Yeah, that's a great question, Susan. And we are seeing, really, I think all the regions pretty much on a year-to-date basis are up, which is good to see. So those regions that lagged a little bit in coming back to life, the Mid-Atlantic, the Midwest, and the Northeast, are all positive in coming back to life and growing pretty nicely, which is great to see. At the same time, the regions that have really been the strongest since the beginning of the pandemic, particularly Florida and Texas, it's unbelievable. They just have remained very, very strong. I think a lot of what's happening, particularly in our two big brands, Tommy and Lily, that have you know, a lot of presence in Florida, is that a lot of their customers are really, you know, they're relocating to those places. And so for them, what previously maybe was a warm weather or vacation brand is really becoming a year-round brand for them when they relocate from the Northeast to somewhere in Florida. And that's more good news for us, to be honest.
Great. That sounds good. Good luck the rest of the year.
Thank you, Susan. And our last question comes from the line of Paul LeJuez with Citigroup. Please proceed with your question.
Thanks. It's Tracy filling in for Paul. I had a couple questions. I guess the first is on inventory. Maybe if you could give us a sense of where it is by brand and if there are any areas, you know, if you're more constrained, you were more constrained at one brand versus the other this quarter, and if you thought you missed sales because of supply chain constraints. And then the second question is just on the drivers of the comp increase at retail in the first quarter, where I was wondering if it was,
primarily ticket and AUR driven or you know just what your traffic looked like in the first quarter thank you do you want to tackle the first part yeah yeah our inventory um you know each uh each brand was up some but as you mentioned last year was a little bit um lower than ideal um And this year, with supply chain things, I'm sure there's some sales missed, but us being 80% direct, we had very compelling, well-merchandised packages on the floor and on the site. I don't think we missed a lot of sales, but there are some pockets where maybe some late inventory, if we hadn't had it on the floor, we might have had some opportunities. But we feel good about our inventory. As we've talked about with some of the systems We have now, we believe we can do more sales with less inventory, and I think that's showing through. Our inventory levels now on a FIFO basis are no higher than 19 levels, and we're doing a lot more business on that. that inventory. So we feel good about our inventory. We are bringing some goods in earlier. We're still looking at some, maybe gets on our books a little bit earlier as we reacted to some supply chain things by placing orders earlier.
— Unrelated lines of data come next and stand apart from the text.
PR #7205, opened 2022-04-02
Make Response.body non-null

swankjesse:
This is a source-incompatible API change. In particular, Response.body(null)
is no longer source-compatible for Kotlin source.

The upside is tremendous: no need for callers to use !! on Response.body
on every single API call. In the rare cases where a Response doesn't have
a body we use a runtime error. This is unlikely to cause problems in
practice; users don't have reason to read the response body on supporting
responses.

### DIFF
--- a/okhttp/src/commonMain/kotlin/okhttp3/internal/-ResponseCommon.kt
+++ b/okhttp/src/commonMain/kotlin/okhttp3/internal/-ResponseCommon.kt
@@ -19,6 +19,7 @@ package okhttp3.internal
 import kotlin.jvm.JvmOverloads
 import okhttp3.CacheControl
 import okhttp3.Headers
+import okhttp3.MediaType
 import okhttp3.Protocol
 import okhttp3.Request
 import okhttp3.Response
@@ -30,9 +31,44 @@ import okhttp3.internal.http.HTTP_MULT_CHOICE
 import okhttp3.internal.http.HTTP_PERM_REDIRECT
 import okhttp3.internal.http.HTTP_SEE_OTHER
 import okhttp3.internal.http.HTTP_TEMP_REDIRECT
-
 import okio.Buffer
 import okio.IOException
+import okio.Source
+import okio.Timeout
+import okio.buffer
+
+class UnreadableResponseBody(
+  private val mediaType: MediaType?,
+  private val contentLength: Long,
+): ResponseBody(), Source {
+  override fun contentType() = mediaType
+  override fun contentLength() = contentLength
+  override fun source() = buffer()
+
+  override fun read(sink: Buffer, byteCount: Long): Long {
+    throw IllegalStateException("""
+      |Unreadable ResponseBody! These Response objects have bodies that are stripped:
+      | * Response.cacheResponse
+      | * Response.networkResponse
+      | * Response.priorResponse
+      | * EventSourceListener
+      | * WebSocketListener
+      |(It is safe to call contentType() and contentLength() on these response bodies.)
+      """.trimMargin()
+    )
+  }
+
+  override fun timeout() = Timeout.NONE
+
+  override fun close() {
+  }
+}
+
+fun Response.stripBody(): Response {
+  return newBuilder()
+    .body(UnreadableResponseBody(body.contentType(), body.contentLength()))
+    .build()
+}
 
 val Response.commonIsSuccessful: Boolean
   get() = code in 200..299
@@ -44,7 +80,7 @@ fun Response.commonHeader(name: String, defaultValue: String?): String? = header
 
 @Throws(IOException::class)
 fun Response.commonPeekBody(byteCount: Long): ResponseBody {
-  val peeked = body!!.source().peek()
+  val peeked = body.source().peek()
   val buffer = Buffer()
   peeked.request(byteCount)
   buffer.write(peeked, minOf(byteCount, peeked.buffer.size))
@@ -70,7 +106,7 @@ val Response.commonCacheControl: CacheControl
   }
 
 fun Response.commonClose() {
-  checkNotNull(body) { "response is not eligible for a body and must not be closed" }.close()
+  body.close()
 }
 
 fun Response.commonToString(): String =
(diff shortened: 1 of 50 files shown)


yschimke:
Is it binary compatible, I assume yes, doesn't change the signature?

okhttp/src/commonMain/kotlin/okhttp3/internal/-ResponseCommon.kt
```diff
@@ -30,9 +31,44 @@ import okhttp3.internal.http.HTTP_MULT_CHOICE
...
+
+  override fun timeout() = Timeout.NONE
+
+  override fun close() {
+  }
+}
+
+fun Response.stripBody(): Response {
+  return newBuilder()
+    .body(UnreadableResponseBody(body.contentType(), body.contentLength()))
```
yschimke, line 69: This is really nice.

okhttp/src/commonMain/kotlin/okhttp3/internal/-ResponseCommon.kt
```diff
@@ -30,9 +31,44 @@ import okhttp3.internal.http.HTTP_MULT_CHOICE
...
 import okhttp3.internal.http.HTTP_SEE_OTHER
 import okhttp3.internal.http.HTTP_TEMP_REDIRECT
-
 import okio.Buffer
 import okio.IOException
+import okio.Source
+import okio.Timeout
+import okio.buffer
+
+class UnreadableResponseBody(
```
yschimke, line 40: Should this type be public API, and possible stripBody? for others to use?

How does someone who previously checked the presence of a body before using it (I don't have a convincing example right now, because optionally consuming a body is weird), now check whether it will throw?

swankjesse:
It's binary compatible only because the JVM doesn't know about non-nullable objects.

okhttp/src/commonMain/kotlin/okhttp3/internal/-ResponseCommon.kt
```diff
@@ -30,9 +31,44 @@ import okhttp3.internal.http.HTTP_MULT_CHOICE
...
+  private val mediaType: MediaType?,
+  private val contentLength: Long,
+): ResponseBody(), Source {
+  override fun contentType() = mediaType
+  override fun contentLength() = contentLength
+  override fun source() = buffer()
+
+  override fun read(sink: Buffer, byteCount: Long): Long {
+    throw IllegalStateException("""
```
yschimke, line 49: I agree it's a logic bug, so IllegalStateException is warranted.  My first reaction, was IOException is safer, but as I'm typing this I realise that would be confusing and probably handled in app code with a retry.

okhttp/src/jvmMain/kotlin/okhttp3/internal/cache/CacheInterceptor.kt
```diff
@@ -68,7 +68,6 @@ class CacheInterceptor(internal val cache: Cache?) : Interceptor {
           .protocol(Protocol.HTTP_1_1)
           .code(HTTP_GATEWAY_TIMEOUT)
           .message("Unsatisfiable Request (only-if-cached)")
-          .body(EMPTY_RESPONSE)
```
yschimke, line 71: This doesn't appear like a straight conversion, if the default is `EMPTY_BYTE_ARRAY.toResponseBody()`, doesn't this give the Response a body effectively?

yschimke (approved):
Great cleanup.  Anything else bugging you in 4.9.x?

okhttp/src/commonMain/kotlin/okhttp3/internal/-ResponseCommon.kt
swankjesse: Yeah very good question. I think it's better without a public API cause we don't want users to think they need to check this.

I think this is similar to the keySet of a MutableMap: you can't insert into it, but it'd be strange to be in a situation where you were even attempting that.

swankjesse:
Yeah!

We should add public constructors for Request and Response that short-circuit the Builders. Named parameters in Kotlin make this safe in a way it isn't in Java.

Also possibly defaulting more stuff in both those constructors and builders.

yschimke:
> Yeah!
> 
> We should add public constructors for Request and Response that short-circuit the Builders. Named parameters in Kotlin make this safe in a way it isn't in Java.
> 
> Also possibly defaulting more stuff in both those constructors and builders.

I thought Kotlin constructors with default parameters are still brittle if you add a new param, even if you give it a default.

It would be nice if there was a @Since() param with a @VersionedOverloads that generated the deprecated forms...

swankjesse:
For Request and Response the types map closely to the on-the-wire data, so we aren't taking a big risk by locking in the set of parameters.

yschimke:
> For Request and Response the types map closely to the on-the-wire data, so we aren't taking a big risk by locking in the set of parameters.

True, I might be concerned about multiplatform differences, features we add over time into the common.

```
  // fun challenges(): List<Challenge>

  // fun <T> tag(type: Class<out T>): T? = type.cast(tags[type])
```

And in practice I think a lot of user code just mutates via `newBuilder()`.

swankjesse:
Yep! I think the `Builder` remains primary, we just add a convenience with the core stuff.

okhttp/src/commonMain/kotlin/okhttp3/internal/-ResponseCommon.kt
JakeWharton: Is there a reason you left the type public instead of internal?

swankjesse: Nope. Fixed. https://github.com/square/okhttp/pull/7209

okhttp/src/jvmMain/kotlin/okhttp3/internal/cache/CacheInterceptor.kt
yschimke: @swankjesse want to flag this question.

swankjesse: Yeah the default is empty, not unreadable.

But anytime you don't get everything you want and it is exactly when you want it, you might be missing some sales, but being 80% direct, you can mitigate a lot of that.
And then, Tracy, in terms of what's driving the increase in the direct-to-consumer, it's primarily traffic, a bit of AUR increase as well, with a lot of that AUR increase actually coming from, as we talked about, the mix of product and the skewing maybe to some more expensive items, plus a little bit of price increase getting in there. from lake for lake. And that's really been true, you know, across the big brands, but the smaller brands as well, Duckhead and Beaufort Bonnet and Southern Tide.
Got it. Thanks very much.
Thank you, Tracy. We have reached the end of the question and answer session. I'll now turn the call back over to Tom Chuck for a close remarks.
Okay, Somali, thank you very much, and thanks to all of you for your interest. Enjoy your summer, and we look forward to talking to you again in early September.
And this concludes today's conference, and you may disconnect your lines at this time. Thank you for your participation.